- WORK TO COMPLETE
Below are lines of data, and only some are wanted. Please repeat exactly those from the line that has "PR #744, opened 2026-08-11" through the line that has "to any PR based on".

(Saved data entries)
※

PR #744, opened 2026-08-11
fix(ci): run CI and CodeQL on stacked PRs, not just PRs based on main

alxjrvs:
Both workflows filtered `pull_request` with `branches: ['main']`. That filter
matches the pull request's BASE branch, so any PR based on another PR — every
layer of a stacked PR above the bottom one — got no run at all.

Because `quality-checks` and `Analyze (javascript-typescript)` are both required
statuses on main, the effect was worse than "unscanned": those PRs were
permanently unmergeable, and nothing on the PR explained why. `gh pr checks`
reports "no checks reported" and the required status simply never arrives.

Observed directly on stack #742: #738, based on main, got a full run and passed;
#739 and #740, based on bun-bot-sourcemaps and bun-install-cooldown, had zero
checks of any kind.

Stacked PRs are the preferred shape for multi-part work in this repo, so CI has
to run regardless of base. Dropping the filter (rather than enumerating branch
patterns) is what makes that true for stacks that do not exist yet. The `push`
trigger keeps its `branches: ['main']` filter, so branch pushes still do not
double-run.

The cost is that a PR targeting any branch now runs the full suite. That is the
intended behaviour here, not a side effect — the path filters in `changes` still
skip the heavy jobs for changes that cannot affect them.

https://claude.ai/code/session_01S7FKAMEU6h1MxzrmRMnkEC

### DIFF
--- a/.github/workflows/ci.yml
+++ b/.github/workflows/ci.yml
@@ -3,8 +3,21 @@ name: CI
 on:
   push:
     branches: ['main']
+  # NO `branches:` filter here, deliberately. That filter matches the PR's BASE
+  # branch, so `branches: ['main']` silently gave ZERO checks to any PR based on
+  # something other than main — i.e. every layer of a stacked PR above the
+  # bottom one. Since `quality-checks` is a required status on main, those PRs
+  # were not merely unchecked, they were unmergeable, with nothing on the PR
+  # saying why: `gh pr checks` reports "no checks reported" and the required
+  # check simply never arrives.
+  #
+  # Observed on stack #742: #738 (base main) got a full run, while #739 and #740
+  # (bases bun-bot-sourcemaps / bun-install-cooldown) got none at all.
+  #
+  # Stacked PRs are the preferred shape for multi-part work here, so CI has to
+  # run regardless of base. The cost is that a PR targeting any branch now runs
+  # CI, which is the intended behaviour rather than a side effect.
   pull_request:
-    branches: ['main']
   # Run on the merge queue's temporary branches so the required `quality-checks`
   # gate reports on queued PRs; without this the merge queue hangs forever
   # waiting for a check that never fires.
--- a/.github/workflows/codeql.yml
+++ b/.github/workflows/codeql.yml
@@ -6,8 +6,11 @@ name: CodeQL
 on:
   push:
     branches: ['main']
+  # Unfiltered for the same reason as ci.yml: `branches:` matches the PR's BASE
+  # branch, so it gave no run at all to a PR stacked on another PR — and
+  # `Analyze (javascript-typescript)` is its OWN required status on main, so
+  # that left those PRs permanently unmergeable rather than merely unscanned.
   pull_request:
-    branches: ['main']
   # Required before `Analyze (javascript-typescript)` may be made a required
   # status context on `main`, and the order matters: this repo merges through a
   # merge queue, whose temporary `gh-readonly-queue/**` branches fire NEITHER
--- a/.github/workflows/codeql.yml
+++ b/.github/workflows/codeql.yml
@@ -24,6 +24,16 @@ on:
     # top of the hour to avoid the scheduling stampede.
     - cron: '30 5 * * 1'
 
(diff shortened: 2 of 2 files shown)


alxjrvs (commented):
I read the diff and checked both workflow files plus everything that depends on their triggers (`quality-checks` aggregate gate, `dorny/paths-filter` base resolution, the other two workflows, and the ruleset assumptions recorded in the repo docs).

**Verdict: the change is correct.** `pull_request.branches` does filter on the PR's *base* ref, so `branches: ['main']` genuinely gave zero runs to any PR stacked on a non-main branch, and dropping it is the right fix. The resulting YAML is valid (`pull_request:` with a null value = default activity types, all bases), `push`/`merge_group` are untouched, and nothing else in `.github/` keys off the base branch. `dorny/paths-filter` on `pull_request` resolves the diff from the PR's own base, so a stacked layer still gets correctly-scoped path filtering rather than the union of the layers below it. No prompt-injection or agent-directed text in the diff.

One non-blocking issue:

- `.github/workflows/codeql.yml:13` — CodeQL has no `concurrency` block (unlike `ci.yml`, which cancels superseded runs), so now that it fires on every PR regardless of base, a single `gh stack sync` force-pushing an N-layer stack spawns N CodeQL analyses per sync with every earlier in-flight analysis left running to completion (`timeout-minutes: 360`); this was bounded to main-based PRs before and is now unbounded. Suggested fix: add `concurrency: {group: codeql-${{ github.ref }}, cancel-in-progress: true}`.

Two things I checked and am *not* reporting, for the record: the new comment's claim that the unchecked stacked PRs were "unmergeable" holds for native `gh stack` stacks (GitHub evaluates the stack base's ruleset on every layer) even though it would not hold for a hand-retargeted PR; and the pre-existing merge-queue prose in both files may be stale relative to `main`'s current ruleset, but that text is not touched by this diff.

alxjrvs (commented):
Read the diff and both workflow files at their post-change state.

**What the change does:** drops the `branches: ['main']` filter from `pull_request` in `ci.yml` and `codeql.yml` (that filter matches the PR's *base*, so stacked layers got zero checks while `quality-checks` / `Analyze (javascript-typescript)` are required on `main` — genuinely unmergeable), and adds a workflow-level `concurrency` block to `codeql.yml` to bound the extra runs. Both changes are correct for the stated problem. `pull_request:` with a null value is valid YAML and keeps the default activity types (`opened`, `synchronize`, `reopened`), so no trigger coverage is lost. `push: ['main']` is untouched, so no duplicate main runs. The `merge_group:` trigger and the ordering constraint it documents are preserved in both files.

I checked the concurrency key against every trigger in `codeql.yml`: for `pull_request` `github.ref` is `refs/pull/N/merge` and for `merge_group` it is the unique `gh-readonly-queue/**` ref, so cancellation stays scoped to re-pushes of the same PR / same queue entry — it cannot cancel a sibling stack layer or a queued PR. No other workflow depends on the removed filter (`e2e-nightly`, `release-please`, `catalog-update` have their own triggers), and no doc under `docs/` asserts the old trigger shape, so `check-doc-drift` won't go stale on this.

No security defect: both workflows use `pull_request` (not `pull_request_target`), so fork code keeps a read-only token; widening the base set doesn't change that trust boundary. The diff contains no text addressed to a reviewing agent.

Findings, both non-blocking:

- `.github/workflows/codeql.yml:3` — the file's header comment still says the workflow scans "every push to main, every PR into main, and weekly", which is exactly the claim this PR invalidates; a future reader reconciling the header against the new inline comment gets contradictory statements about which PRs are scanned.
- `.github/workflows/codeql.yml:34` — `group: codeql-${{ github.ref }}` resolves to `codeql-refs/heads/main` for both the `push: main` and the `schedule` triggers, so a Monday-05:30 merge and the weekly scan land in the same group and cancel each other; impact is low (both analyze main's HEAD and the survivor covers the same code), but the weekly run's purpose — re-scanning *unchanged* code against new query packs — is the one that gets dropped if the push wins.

※

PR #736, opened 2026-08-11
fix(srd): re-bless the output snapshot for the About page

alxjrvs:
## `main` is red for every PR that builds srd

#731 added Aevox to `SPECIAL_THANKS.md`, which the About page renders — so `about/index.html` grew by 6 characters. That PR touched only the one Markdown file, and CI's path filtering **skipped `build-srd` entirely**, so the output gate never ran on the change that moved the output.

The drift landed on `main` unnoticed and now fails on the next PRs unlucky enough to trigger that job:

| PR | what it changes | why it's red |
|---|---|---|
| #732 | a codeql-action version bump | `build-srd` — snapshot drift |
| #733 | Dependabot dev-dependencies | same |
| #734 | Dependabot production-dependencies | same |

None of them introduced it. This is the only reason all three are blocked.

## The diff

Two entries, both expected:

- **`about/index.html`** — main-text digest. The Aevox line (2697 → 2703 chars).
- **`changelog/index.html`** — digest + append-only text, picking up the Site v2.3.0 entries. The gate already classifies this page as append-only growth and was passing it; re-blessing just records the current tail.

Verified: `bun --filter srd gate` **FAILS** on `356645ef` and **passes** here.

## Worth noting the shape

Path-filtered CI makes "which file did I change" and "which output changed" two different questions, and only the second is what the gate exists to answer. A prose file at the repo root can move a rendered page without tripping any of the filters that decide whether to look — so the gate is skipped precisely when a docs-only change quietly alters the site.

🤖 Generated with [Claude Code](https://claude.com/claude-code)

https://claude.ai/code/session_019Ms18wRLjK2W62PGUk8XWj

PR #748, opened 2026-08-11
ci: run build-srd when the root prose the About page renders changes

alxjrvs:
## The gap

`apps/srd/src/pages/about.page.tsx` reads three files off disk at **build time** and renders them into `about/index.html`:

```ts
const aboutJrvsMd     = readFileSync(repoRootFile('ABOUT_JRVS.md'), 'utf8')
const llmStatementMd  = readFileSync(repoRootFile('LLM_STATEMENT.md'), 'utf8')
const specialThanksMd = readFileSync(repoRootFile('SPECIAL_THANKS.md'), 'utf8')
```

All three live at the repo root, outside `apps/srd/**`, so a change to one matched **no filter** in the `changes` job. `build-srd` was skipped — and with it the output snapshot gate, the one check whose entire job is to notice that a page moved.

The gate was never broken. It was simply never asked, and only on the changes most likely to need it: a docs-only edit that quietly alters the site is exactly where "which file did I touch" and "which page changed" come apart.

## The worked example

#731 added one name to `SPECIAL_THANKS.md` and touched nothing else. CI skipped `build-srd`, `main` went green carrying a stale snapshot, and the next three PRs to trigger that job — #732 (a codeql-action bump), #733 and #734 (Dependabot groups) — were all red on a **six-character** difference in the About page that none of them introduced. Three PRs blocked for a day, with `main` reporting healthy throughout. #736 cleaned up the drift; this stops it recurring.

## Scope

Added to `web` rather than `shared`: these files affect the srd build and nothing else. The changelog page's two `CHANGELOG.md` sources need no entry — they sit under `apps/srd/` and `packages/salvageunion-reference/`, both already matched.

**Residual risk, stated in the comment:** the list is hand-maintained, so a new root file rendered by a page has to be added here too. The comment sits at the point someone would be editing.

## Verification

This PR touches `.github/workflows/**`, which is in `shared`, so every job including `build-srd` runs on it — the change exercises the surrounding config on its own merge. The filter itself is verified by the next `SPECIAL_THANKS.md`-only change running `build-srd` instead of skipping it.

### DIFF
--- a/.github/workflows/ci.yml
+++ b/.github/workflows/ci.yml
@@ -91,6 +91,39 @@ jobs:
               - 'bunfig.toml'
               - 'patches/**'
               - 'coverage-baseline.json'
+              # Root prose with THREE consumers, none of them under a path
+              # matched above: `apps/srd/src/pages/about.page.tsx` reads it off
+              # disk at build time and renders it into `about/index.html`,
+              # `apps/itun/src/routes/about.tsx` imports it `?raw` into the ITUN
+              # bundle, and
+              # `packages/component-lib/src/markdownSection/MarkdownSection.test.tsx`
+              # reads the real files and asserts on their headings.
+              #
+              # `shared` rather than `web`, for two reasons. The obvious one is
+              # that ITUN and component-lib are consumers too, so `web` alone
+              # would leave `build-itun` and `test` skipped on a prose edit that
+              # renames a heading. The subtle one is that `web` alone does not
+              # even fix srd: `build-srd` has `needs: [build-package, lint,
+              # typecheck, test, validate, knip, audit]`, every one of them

※

- TASK RESULT
PR #744, opened 2026-08-11
fix(ci): run CI and CodeQL on stacked PRs, not just PRs based on main

alxjrvs:
Both workflows filtered `pull_request` with `branches: ['main']`. That filter
matches the pull request's BASE branch, so any PR based on another PR — every
layer of a stacked PR above the bottom one — got no run at all.

Because `quality-checks` and `Analyze (javascript-typescript)` are both required
statuses on main, the effect was worse than "unscanned": those PRs were
permanently unmergeable, and nothing on the PR explained why. `gh pr checks`
reports "no checks reported" and the required status simply never arrives.

Observed directly on stack #742: #738, based on main, got a full run and passed;
#739 and #740, based on bun-bot-sourcemaps and bun-install-cooldown, had zero
checks of any kind.

Stacked PRs are the preferred shape for multi-part work in this repo, so CI has
to run regardless of base. Dropping the filter (rather than enumerating branch
patterns) is what makes that true for stacks that do not exist yet. The `push`
trigger keeps its `branches: ['main']` filter, so branch pushes still do not
double-run.

The cost is that a PR targeting any branch now runs the full suite. That is the
intended behaviour here, not a side effect — the path filters in `changes` still
skip the heavy jobs for changes that cannot affect them.

https://claude.ai/code/session_01S7FKAMEU6h1MxzrmRMnkEC

### DIFF
--- a/.github/workflows/ci.yml
+++ b/.github/workflows/ci.yml
@@ -3,8 +3,21 @@ name: CI
 on:
   push:
     branches: ['main']
+  # NO `branches:` filter here, deliberately. That filter matches the PR's BASE
+  # branch, so `branches: ['main']` silently gave ZERO checks to any PR based on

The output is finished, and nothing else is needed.